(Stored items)

PR #1418, opened 2026-09-15
surap - Technical Training

srapyx:
Chapter 5


estate/models/__init__.py
```diff
@@ -0,0 +1 @@
+from . import estate_property
```
leclerc-leo: We try to always have an empty line at the end of every file.
You can use the Ruff extension with the config from https://runbot211.odoo.com/runbot/static/build/125366383-19-0/logs/ruff_config.txt to have warning about style inside your editor.
You can also check the ci/style from the runbot (https://runbot.odoo.com/runbot/bundle/190-tuto-surap-512658) to check what it says.

estate/models/estate_property.py
```diff
@@ -0,0 +1,25 @@
...
+    bedroom: fields.Integer = fields.Integer()
+    living_area: fields.Integer = fields.Integer()
+    facades: fields.Integer = fields.Integer()
+    garden: fields.Boolean = fields.Boolean()
+    garden_area: fields.Integer = fields.Integer()
+    garage: fields.Boolean = fields.Boolean()
+    garden_orientation: fields.Selection = fields.Selection(
+        selection=[("north", "North"), ("south", "South"), ("east", "East"), ("west", "West")],
+        string='Type',
+        help="Type is used to separate Leads and Opportunities")
```
leclerc-leo, line 28: It's best to close those in a new line to make it easier to find where it ends
```suggestion
    garden_orientation: fields.Selection = fields.Selection(
        selection=[("north", "North"), ("south", "South"), ("east", "East"), ("west", "West")],
        string='Type',
        help="Type is used to separate Leads and Opportunities",
    )
```

estate/data/.gitkeep
leclerc-leo, line 1: it's best not to push .gitkee, __pycache__, ...

estate/models/estate_property.py
```diff
@@ -0,0 +1,25 @@
+
+
+from odoo import fields, models
```
leclerc-leo: a bit of nitpick
```suggestion
from odoo import fields, models
```

leclerc-leo (commented):
👋  Good Work
It's better to have a PR content that's a bit more explicit than `check`.

estate/models/estate_property.py
```diff
@@ -0,0 +1,84 @@
...
+
+    @api.depends('garden_area', 'living_area')
+    def _compute_total_area(self):
+        for record in self:
+            record.total_area = record.living_area + record.garden_area
+
+    @api.depends('offer_ids.price')
+    def _compute_best_price(self):
+        for record in self:
+            record.best_price = max([offer.price for offer in record.offer_ids] + [0])
```
leclerc-leo, line 54: you can use mapped to return the field in a list.
```suggestion
            record.best_price = max([0, *record.offer_ids.mapped('price')])
```

estate/models/estate_property.py
```diff
@@ -0,0 +1,84 @@
...
+
+class EstateProperty(models.Model):
+    _name: str = "estate.property"
+    _active = True
+    _description: str | None = None
+
+    name: fields.Char = fields.Char()
+    description: fields.Text = fields.Text()
+    postcode: fields.Char = fields.Char()
+    date_availability: fields.Date = fields.Date('Availability Date', copy=False, default=date_utils.add(fields.Date.today(), months=3))
```
leclerc-leo, line 16: You need to put it inside a function/lambda otherwise today is resolved only when the server start so it will diverge if the server run for more than a day.
```suggestion
    date_availability= fields.Date('Availability Date', copy=False, default=lambda self: date_utils.add(fields.Date.today(), months=3))
```

Also you dont need to type it, if you use odoo-ls it will be typed correctly.

estate/models/estate_property.py
```diff
@@ -0,0 +1,84 @@
...
+            self.garden_orientation = 'north'
+        else:
+            self.garden_area = 0
+            self.garden_orientation = None
+
+    @api.constrains('selling_price')
+    def _check_selling_price(self):
+        for record in self:
+            if float_compare(record.selling_price, record.expected_price * 0.9, 2) < 0:
+                raise ValidationError("Can not accept offer if offered price is lower than 90% of expected")
```
leclerc-leo, line 69: You can use `_` to translate the string for the user.
```suggestion
                raise ValidationError(_("Can not accept offer if offered price is lower than 90% of expected"))
```

estate/models/estate_property.py
```diff
@@ -0,0 +1,84 @@
...
+
+    def _check_state_compatibility_because(self, record, state, message):
+        if record.state == state:
+            raise UserError(message)
+
+    def sell(self):
+        for record in self:
+            self._check_state_compatibility_because(record, "cancelled", "Canceled property can not be sold")
```
leclerc-leo, line 77: I find it easier to understand to use directly the condition rather than a function that just check the state.
```suggestion
            if record.state == 'cancelled':
                raise UserError(_("Canceled property can not be sold"))
```

estate/models/estate_property.py
```diff
@@ -0,0 +1,84 @@
+from odoo import api, fields, models
+from odoo.exceptions import UserError
+from odoo.orm.utils import ValidationError
+from odoo.tools import date_utils, float_compare
+
+
+class EstateProperty(models.Model):
+    _name: str = "estate.property"
```
leclerc-leo, line 8: We dont type anything, it's usually only done in the framework. This is because typing everything make things slower and usually it's not needed.
```suggestion
    _name = "estate.property"
```

estate/models/estate_property.py
```diff
@@ -0,0 +1,84 @@
...
+    facades: fields.Integer = fields.Integer()
+    garden: fields.Boolean = fields.Boolean()
+    garden_area: fields.Integer = fields.Integer()
+    garage: fields.Boolean = fields.Boolean()
+    garden_orientation: fields.Selection = fields.Selection(
+        selection=[("north", "North"), ("south", "South"), ("east", "East"), ("west", "West")],
+        string='Type',
+        help="Type is used to separate Leads and Opportunities")
+    state = fields.Selection(
+        [(word.lower(), word) for word in ["New", "Offer Received", "Offer Accepted", "Sold", "Cancelled"]],
```
leclerc-leo, line 30: it's better to explicitly write them rather than use (word.lower(), word).
For example, here "Offer Received" could be just "received". (and "offer received" contains a space which we dont usually do)

leclerc-leo (commented):
👋  Good Work here are some more comments.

_YOUR INSTRUCTIONS_
Copy out only the lines running from the beginning of the data to the line with "leclerc-leo: We try", both ends included.

_SOLUTION FOR THIS TASK_
PR #1418, opened 2026-09-15
surap - Technical Training

srapyx:
Chapter 5


estate/models/__init__.py
```diff
@@ -0,0 +1 @@
+from . import estate_property
```
leclerc-leo: We try to always have an empty line at the end of every file.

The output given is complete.